- Arms of the Dukes of Wellington as Duke of Victoria.
- Creation date: 18 December 1812
- Created by: Prince Regent John of Portugal (later King John VI)
- Peerage: Peerage of Portugal
- First holder: Arthur Wellesley, 1st Marquess of Wellington
- Present holder: Charles Wellesley, 9th Duke of Wellington
- Heir apparent: Arthur Wellesley, Earl of Mornington
- Remainder to: the 1st Duke's heirs male of the body lawfully begotten
- Subsidiary titles: Marquess of Torres Vedras; Count of Vimeiro;

= Duke of Victoria =

Portuguese title of nobility

Duke of Victoria (Duque da Vitória) is a Portuguese title of nobility retained by the Duke of Wellington.

The title was created by Prince Regent John of Portugal (later King John VI) on 18 December 1812 to honour the British General Arthur Wellesley, who commanded the armies that eventually defeated the troops of Emperor Napoleon I of France in the Peninsular War. It was the only grant of a Portuguese dukedom to a foreigner.

Arthur Wellesley had already received the Portuguese titles Conde de Vimeiro (Count of Vimeiro, 18 October 1811) and Marquês de Torres Vedras (Marquess of Torres Vedras, 17 December 1812), which became titles subsidiary to that of Duque da Vitória. He also received the British peerage title Duke of Wellington, and other titles and honours from the United Kingdom, Spain, and the Netherlands.

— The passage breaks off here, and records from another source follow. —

PR #431, opened 2022-08-26
Add an ADR about view objects

thomasleese:
We think it would be approriate to start using view objects in the app so we'd like to record this as a decision since it affects the architecture.

### DIFF
--- a/adr/00008-view-objects.md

All these titles have been passed to his heirs to the present day.

== Dukes of Victoria since 1812 ==
- Arthur Wellesley, 1st Duke of Victoria (1769–1852) from 1812
- Arthur Richard Wellesley, 2nd Duke of Victoria (1807–1884) from 1852
- Henry Wellesley, 3rd Duke of Victoria (1846–1900) from 1884
- Arthur Charles Wellesley, 4th Duke of Victoria (1849–1934) from 1900 until 1934
- Arthur Charles Wellesley, 5th Duke of Victoria (1876–1941) from 1934
- Henry Valerian George Wellesley, 6th Duke of Victoria (1912–1943) from 1941
- Gerald Wellesley, 7th Duke of Victoria (1885–1972) from 1943
- Arthur Valerian Wellesley, 8th Duke of Victoria (1915–2014) from 1972
- Arthur Charles Valerian Wellesley, 9th Duke of Victoria (b. 1945) since 2014

The heir apparent is the present holder's son Arthur Wellesley, Marquess of Douro, whose heir apparent is his son Arthur Darcy Wellesley.

== Use of titles of nobility in the Portuguese Republic ==
With the end of the Portuguese monarchy in 1910, all titles of Portuguese nobility were initially abolished. Notwithstanding, although the status of nobility has not been recognised in law since 1910, legitimate titles of nobility (those granted by a reigning monarch before 5 October 1910) have been given legal recognition and protection, including under article 26 of the Portuguese Constitution, in conjunction with articles 70 and 72 of the Civil Code, as established by decision of Portugal's Supreme Court of Justice in 2014.